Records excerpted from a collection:
"""
PR #1821, opened 2016-05-02
Improve study list

antgonza:
This improves the speed of generating the list of studies and solves an issue with the sample count. I plan to continue solving the other issues we chatter last week but these are already a lot of changes. 

In the test environment the study display for my user came down from 9.6 to 3.2 seconds.

### DIFF
--- a/qiita_db/util.py
+++ b/qiita_db/util.py
@@ -42,6 +42,7 @@ Methods
 
 from __future__ import division
 from future.builtins import zip
+from future.utils import viewitems
 from random import choice
 from string import ascii_letters, digits, punctuation
 from binascii import crc32
@@ -1227,7 +1228,7 @@ def generate_study_list(study_ids, build_samples):
     Parameters
     ----------
     study_ids : list of ints
-        The study ids to look for. Not existing ids will be ignored
+        The study ids to look for. Non-existing ids will be ignored
     build_samples : bool
         If true the sample information for each process artifact within each
         study will be included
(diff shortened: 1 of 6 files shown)


qiita_db/util.py
```diff
@@ -1219,3 +1219,159 @@ def supported_filepath_types(artifact_type):
...
+            del info['artifacts_visibility']
+
+            # pi info
+            info["pi"] = (info['pi_email'], info['pi_name'])
+            del info["pi_email"]
+            del info["pi_name"]
+
+            # shared with
+            info['shared'] = []
+            if info['shared_with_name']:
```
josenavas: Do you need the `if` statement? You should probably do the for loop directly, if it is an empty list it will not execute any iteration.

On the other hand, the `if` is over `shared_with_name` but from the for loop below it looks like the name may not exist. Should be better to do the if over `shared_with_email` which looks like is ensured to exist?

It is also possible that I'm missing something 😄

antgonza: You are right, I can remove this if.

qiita_db/util.py
```diff
@@ -1219,3 +1219,159 @@ def supported_filepath_types(artifact_type):
...
+            info['proc_data_info'] = []
+            if build_samples and info['artifact_biom_ids']:
+                to_loop = zip(
+                    info['artifact_biom_ids'], info['artifact_biom_dts'],
+                    info['artifact_biom_ts'], info['artifact_biom_params'])
+                for artifact_id, dt, ts, params in to_loop:
+                    proc_info = {'processed_date': str(ts)}
+                    proc_info['pid'] = artifact_id
+                    proc_info['data_type'] = dt
+                    del params['input_data']
```
josenavas: This is hard coded and it is not ensured that the parameter name will be `input_data`. I think it should check for the parameters that are artifacts and remove them.

Also, all the lines below here, are hard-coded for target gene - and I don't think they work in case that the reference used is UNITE (AFAIK there is no tree associated with it).

What is the outcome once we start adding the other processing pipelines? This may not work for a table resulting from HUMANN2.

What is going to happen with the BIOM artifacts uploaded by the user? They may not have this information.

qiita_pet/handlers/study_handlers/listing_handlers.py
```diff
@@ -327,11 +203,29 @@ def get(self, ignore):
...
+        for i in range(len_info):
+            info[i]['shared'] = ", ".join([study_person_linkifier(element)
+                                           for element in info[i]['shared']])
+            info[i]['pmid'] = ", ".join([pubmed_linkifier([element])
+                                         for element in info[i]['pmid']])
+            info[i]['publication_doi'] = ", ".join([
+                doi_linkifier([element])
+                for element in info[i]['publication_doi']])
+            info[i]['pi'] = study_person_linkifier(info[i]['pi'])
+            info[i]['ebi_info'] = '%s (%s)' % (
```
josenavas: should we create an `ebi_linkifier` function for consistency with the above?

qiita_pet/handlers/study_handlers/listing_handlers.py
```diff
@@ -327,11 +203,29 @@ def get(self, ignore):
             study_proc = proc_samples = None
         info = _build_study_info(self.current_user, study_proc=study_proc,
                                  proc_samples=proc_samples)
+        # linkifying data
```
josenavas: Can all this be done at the end of _build_study_info instead that in the handler? I think it will be easier to debug and even to offload at some point if we want to.

qiita_pet/templates/list_studies.html
```diff
@@ -82,17 +82,16 @@
...
-              { "data": "num_raw_data" },
               { "data": "shared" },
               { "data": "pi" },
               { "data": "pmid" },
-              { "data": "status" }
+              { "data": "status" },
+              { "data": "ebi_info" }
             ],
-            order: [[11, "desc"], [ 2, "asc" ]],
+            // order: [[11, "desc"], [ 2, "asc" ]],
```
josenavas: If this is not needed, should be removed?

josenavas:
Few comments. The SQL looks pretty scary and I'm unsure if it is worth it to add some comments on it to try to explain a bit everything that is done on it. Probably a bullet list explaining a bit the inner `SELECT`s may be helpful for rapid debugging and developer guidance - what others think?

qiita_db/util.py
antgonza: 1. I will add a way to automatically remove everything that is artifact in the parameter_type from qiita.command_parameter
2. If there is no tree it will return a None, which is fine.
3-4. Other processing pipelines - direct BIOM uploads: I guess that depends on how those are implemented and we will need to solve once they are added.

qiita_pet/handlers/study_handlers/listing_handlers.py
antgonza: I don't have strong feeling about this. Note that we have tests for this and _build_study_info so we are testing both the formatted and not formatted lists.

qiita_pet/handlers/study_handlers/listing_handlers.py
antgonza: sure

qiita_db/util.py
josenavas: BIOM uploads are already implemented - the parameters are None

qiita_db/util.py
```diff
@@ -1219,3 +1219,159 @@ def supported_filepath_types(artifact_type):
...
         return qdb.sql_connection.TRN.execute_fetchindex()
+
+
+def generate_study_list(study_ids, build_samples):
+    """Get general study information
+
+    Parameters
+    ----------
+    study_ids : list of ints
+        The study ids to look for. Not existing ids will be ignored
```
ElDeveloper: `Not` -> `Non-`

qiita_pet/templates/list_studies.html
```diff
@@ -82,17 +82,16 @@
...
             columnDefs: [
-              {type:'natural', targets:[4,5,6,10]},
+            //   {type:'natural', targets:[4,5,6,10]},
```
ElDeveloper: can you remove this line?

ElDeveloper:
👍

qiita_db/util.py
antgonza: BIOM: Cool, so they fall into 2, so we are fine.

josenavas:
Thanks @antgonza

PR #1823, opened 2016-05-04
Allowing multiple SFF files per run prefix

josenavas:
Right now, the value `raw_sff` is hardcoded, so the interface is fixed and those files can be processed.
We may want to discuss which is a better way of handling this in a general manner - i.e. is this case going to occur more often? If so, should we store that info in the DB? Others?

### DIFF
--- a/qiita_pet/handlers/api_proxy/studies.py
+++ b/qiita_pet/handlers/api_proxy/studies.py
@@ -226,9 +226,9 @@ def study_files_get_req(user_id, study_id, prep_template_id, artifact_type):
     uploaded = get_files_from_uploads_folders(study_id)
     pt = PrepTemplate(prep_template_id).to_dataframe()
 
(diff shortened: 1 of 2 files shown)


qiita_pet/handlers/api_proxy/studies.py
```diff
@@ -226,8 +226,9 @@ def study_files_get_req(user_id, study_id, prep_template_id, artifact_type):
     uploaded = get_files_from_uploads_folders(study_id)
     pt = PrepTemplate(prep_template_id).to_dataframe()
 
-    if (any(ft.startswith('raw_') for ft, _ in supp_file_types) and
-            'run_prefix' in pt.columns):
+    ftypes_it = (ft.startswith('raw_') for ft, _ in supp_file_types
```
antgonza: ftypes_if ??

antgonza:
One minor comment and then 👍  once the tests pass.

PR #1824, opened 2016-05-04
BLD: New pandas 🐼

ElDeveloper:


josenavas:
All test are passing - what do we do with this? We merge it or should be upgrade the test environment to use the last pandas and play with it in there?

ElDeveloper:
Hmmm, after seeing the error that @antgonza sent around, I would say
it's only worth adding this restriction if this solves the problem we
saw in the study that was not being updated.

PR #1829, opened 2016-05-05
update figure1.png and add source

colinbrislawn:


antgonza:
Thanks for updating. A couple of comments, you changed the font and color of each study title. I don't have a preference in color but white over light green makes it hard to read on the screen and I can imagine even more in a presentation or poster. Also, as you changed the font and you are using something not standard AI has to outline it -> it becomes not text, which makes it hard to edit. Could you change?

josenavas:
Agree with @antgonza comments. @antgonza once those comments are fixed - feel free to merge :) 👍

colinbrislawn:
Thanks! I'll update colors now... 

Unfortunately I don't have an AI license, and fonts across systems are hard. That font _should be_ Arial, and I assumed it would be ubiquitous. I'll try baking the font into the PDF file... Other suggestions welcome.

PR #1822, opened 2016-05-04
adding a prep/biom combination to the test db

antgonza:
After working on the study list page we realized that there is no direct biom/prep combination in the test environment. This PR add that and fixes all tests.

PR #1831, opened 2016-05-06
public/user listing studies

antgonza:
This solves an issue introduced in the initial listing PR, adds 2 lists with only one control set, and fixes some indentation issues in the js.

### DIFF
--- a/qiita_db/util.py
+++ b/qiita_db/util.py
@@ -1391,11 +1391,12 @@ def generate_study_list(study_ids, build_samples):
 
             # shared with
             info['shared'] = []
-            for name, email in zip(info['shared_with_name'],
-                                   info['shared_with_email']):
-                if not name:
-                    name = email
-                info['shared'].append((email, name))
+            if info['shared_with_name'] and info['shared_with_email']:
+                for name, email in zip(info['shared_with_name'],
+                                       info['shared_with_email']):
+                    if not name:
+                        name = email
+                    info['shared'].append((email, name))
             del info["shared_with_name"]
             del info["shared_with_email"]
 
@@ -1456,12 +1457,12 @@ def generate_study_list(study_ids, build_samples):
 
                     info["proc_data_info"].append(proc_info)
 
-        del info["artifact_biom_ids"]
-        del info["artifact_biom_dts"]
-        del info["artifact_biom_ts"]
-        del info["artifact_biom_params"]
-        del info['artifact_biom_cmd']
+            del info["artifact_biom_ids"]
+            del info["artifact_biom_dts"]
+            del info["artifact_biom_ts"]
+            del info["artifact_biom_params"]
+            del info['artifact_biom_cmd']
 
-        infolist.append(info)
+            infolist.append(info)
 
     return infolist
--- a/qiita_pet/handlers/study_handlers/listing_handlers.py
+++ b/qiita_pet/handlers/study_handlers/listing_handlers.py
@@ -180,10 +180,7 @@ class SearchStudiesAJAX(BaseHandler):
         if user != self.current_user.id:
             raise HTTPError(403, 'Unauthorized search!')
         if search_type not in ['user', 'public']:
-            self.clear()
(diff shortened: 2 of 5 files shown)


antgonza:
Depends on https://github.com/biocore/qiita/pull/1822, merge that one first

antgonza:
Ready for review, thanks!

ElDeveloper:
👍

qiita_db/util.py
```diff
@@ -1391,11 +1391,12 @@ def generate_study_list(study_ids, build_samples):
 
             # shared with
             info['shared'] = []
-            for name, email in zip(info['shared_with_name'],
-                                   info['shared_with_email']):
-                if not name:
-                    name = email
-                info['shared'].append((email, name))
+            if info['shared_with_name'] and info['shared_with_email']:
```
josenavas: It looks like these lines of code where bugs introduced in the previous PR, which means that the tests do not capture this case. I recommend to add a specific test that will capture this case so it doesn't repeat.

qiita_pet/handlers/study_handlers/listing_handlers.py
```diff
@@ -168,10 +174,16 @@ class SearchStudiesAJAX(BaseHandler):
     def get(self, ignore):
         user = self.get_argument('user')
         query = self.get_argument('query')
+        search_type = self.get_argument('search_type')
         echo = int(self.get_argument('sEcho'))
 
         if user != self.current_user.id:
             raise HTTPError(403, 'Unauthorized search!')
+        if search_type not in ['user', 'public']:
+            self.clear()
```
josenavas: `raise HTTPError(400, 'Not a valid search type')`

qiita_pet/templates/list_studies.html
```diff
@@ -21,7 +21,8 @@
 <script src="{% raw qiita_config.portal_dir %}/static/vendor/js/select2.min.js"></script>
 <script src="{% raw qiita_config.portal_dir %}/static/js/sharing.js"></script>
 <script type="text/javascript">
-var ajaxURL = "{% raw qiita_config.portal_dir %}/study/search/?&user={{current_user.id}}&sEcho=" + Math.floor(Math.random()*1001);
+var user_studies_ajaxURL = "{% raw qiita_config.portal_dir %}/study/search/?&user={{current_user.id}}&search_type=user&sEcho=" + Math.floor(Math.random()*1001);
```
josenavas: Can we avoid using global variables? Specially this values are used only in a single place.

josenavas:
Few comments. However, the sample selection doesn't work with this branch. Unsure where the bug is, but neither the `Add to analysis` nor the individual `Add` buttons for each biom table work.

qiita_db/util.py
antgonza: k

qiita_pet/handlers/study_handlers/listing_handlers.py
antgonza: The issue is that that error is logged in the DB and not shown in the GUI. Thus decided to go this route so it's shown.

qiita_pet/templates/list_studies.html
antgonza: yup, fixing.

qiita_pet/handlers/study_handlers/listing_handlers.py
josenavas: A user should never hit this error - this is more a safeguard for developers - or am I missing something?

antgonza: I was thinking in the restapi and that this should be the best method to access the list of studies.

josenavas: In that case you should be able to use the code above - is what I've been using in the qiita_db handlers. If the error message is not sent, then there is a problem in the function `write_error` on the base handler. I think the one in the qiita_db subdir is different and does it correctly.

PR #1835, opened 2016-05-11
Add cookie secret as part of config

squirrelo:
does what it says on the tin.

### DIFF
--- a/qiita_core/configuration_manager.py
+++ b/qiita_core/configuration_manager.py
@@ -10,6 +10,9 @@ from functools import partial
 from os.path import join, dirname, abspath, isdir
 from os import environ
 from future import standard_library
+from base64 import b64encode
+from uuid import uuid4
+import warnings
 
 from .exceptions import MissingConfigSection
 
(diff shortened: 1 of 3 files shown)


antgonza:
👍  once tests pass.

antgonza:
BTW this was deployed in the test environment and it works fine.

josenavas:
@antgonza I'm confused on the tests passing here - the encoded config file is not changed. I'm assuming that what is happening is that is just using 'None' as the COOKIE_SECRET. What should we do when the COOKIE_SECRET is not provided in the config file? Should we fail or generate one at random?

antgonza:
Nop, here the COOKIE_SECRET = SECRET. The failure is gonna be when we merge to master.

josenavas:
I guess I then misunderstood how it works - I though that the PR against master are the ones already using the encoded config file - otherwise the changes in the previous `portals` branch would not have failed.

qiita_core/configuration_manager.py
```diff
@@ -178,6 +178,7 @@ def _get_main(self, config):
         if not self.certificate_file:
             self.certificate_file = join(install_dir, 'qiita_core',
                                          'support_files', 'server.crt')
+        self.cookie_secret = config.get('main', 'COOKIE_SECRET')
```
josenavas: IMO, we should check if `self.cookie_secret` is `None` (as it is done for `self.key_file` below). If it is None, I would go back to the current behavior, generate a random one, but also raising a Warning to the user to let him now that it was not set, in case that he actually needs to set it (e.g. load balancing).

I don't think it is critical to the point of raising an error, since the usage of that config value is specific to some functionality (we didn't realize that we needed until we wanted to do load balancing), but not signing at all I think it's bad.

squirrelo:
Comment addressed

qiita_core/configuration_manager.py
squirrelo: Functionality added

josenavas:
👍

PR #1840, opened 2016-05-18
Removing qiita-client

josenavas:
It already exists in its own repository, here: https://github.com/qiita-spots/qiita_client

I need to do some modifications to the qiita-client and I realized that it is still living here, so in order to avoid duplication of code/effort I'm deleting it from the qiita repository.

The modifications that I need to do in the Qiita client are just adding some extra convenient functions for the plugin developers.


HannesHolste:
Please remember to remove this from `INSTALL.md` too:
```bash
 cd qiita_client
 pip install -e .
 ```

Thanks!

josenavas:
@antgonza possible a quick review in here?

PR #2025, opened 2016-12-16
Fixing bug with summary jobs

josenavas:
Found this bug while developing the qtp-biom plugin. Basically, the "Generate HTML summary" jobs do not generate new artifacts. This bug was not affecting any functionality per se, but it was leaving jobs in the DB in the "runnning" state although they successfully completed.

Added a specific test for this issue.

### DIFF
--- a/qiita_db/test/test_processing_job.py
+++ b/qiita_db/test/test_processing_job.py
@@ -394,6 +394,16 @@ class ProcessingJobTest(TestCase):
         # Implicitly tested by "test_complete"
         pass
 
+    def test_complete_no_artifact_data(self):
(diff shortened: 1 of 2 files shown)


qiita_db/test/test_processing_job.py
```diff
@@ -448,7 +458,9 @@ def test_complete_success(self):
         alljobs = set(self._get_all_job_ids())
 
         job.complete(True, artifacts_data=artifacts_data)
-        self.assertTrue(job.status, 'success')
+        # The validator job spawn blocks this job in running state until
```
antgonza: Can you rewrite this? Is not really clear.

PR #2034, opened 2016-12-28
fix #1609

### LINKED ISSUE #1609: Banner message masks text and appears out of scale
This is following the update from Jan. 14, 2016 on the production system. 
screen shot 2016-01-16 at 3 07 13 pm

antgonza:
Turns out that the fix was easier than expected.

Now it looks like this with just the alert message:
Example 1:
screen shot 2016-12-27 at 8 17 18 pm
Example 2:
screen shot 2016-12-27 at 8 17 03 pm
and with the extra message:
screen shot 2016-12-27 at 8 16 53 pm
and adding samples to analysis:
screen shot 2016-12-27 at 8 17 51 pm

### DIFF
--- a/qiita_pet/templates/sitebase.html
+++ b/qiita_pet/templates/sitebase.html
@@ -8,6 +8,22 @@
 {% set user = current_user %}
 {% set qiita_version, qiita_sha = get_qiita_version() %}
 
+{% set level = globals().get('level', '') %}
+{% if level not in {'danger', 'success', 'info', 'warning'} %}
+    {% set level = 'info' %}
+{% end %}
+{% set message = globals().get('message', '') %}
+{% if maintenance is not None %}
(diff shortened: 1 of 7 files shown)


qiita_pet/templates/sitebase.html
```diff
@@ -8,6 +8,22 @@
 {% set user = current_user %}
 {% set qiita_version, qiita_sha = get_qiita_version() %}
 
+{% set level = globals().get('level', '') %}
+{% if level not in {'danger', 'success', 'info', 'warning'} %}
+    {% set level = 'info' %}
+{% end %}
+{% set message = globals().get('message', '') %}
+{% if maintenance is not None %}
+  {# maintenance mode takes precidence #}
```
wasade: precedence

PR #2035, opened 2016-12-31
adding User.jobs()

antgonza:
This retrieves the jobs for a user. Note that this only retrieves the processing jobs, AKA no moi jobs. However, AFAIK only the analysis is currently using moi jobs and @josenavas is working on removing that as part of the refactor. I'll do another PR to add the GUI part of this functionality. This should be reviewed and merged before the other PR.

### DIFF
--- a/qiita_db/processing_job.py
+++ b/qiita_db/processing_job.py
@@ -866,8 +866,8 @@ class ProcessingJob(qdb.base.QiitaObject):
             qdb.sql_connection.TRN.add(sql, [self.id])
             r = qdb.sql_connection.TRN.execute_fetchindex()
 
-            return (None if not r
-                    else qdb.processing_job.ProcessingWorkflow(r[0][0]))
"""
> _To do_
When a line of the records includes "class", that line belongs in the answer.

> _Task solution_
@@ -180,10 +180,7 @@ class SearchStudiesAJAX(BaseHandler):
@@ -168,10 +174,16 @@ class SearchStudiesAJAX(BaseHandler):
@@ -394,6 +394,16 @@ class ProcessingJobTest(TestCase):
@@ -866,8 +866,8 @@ class ProcessingJob(qdb.base.QiitaObject):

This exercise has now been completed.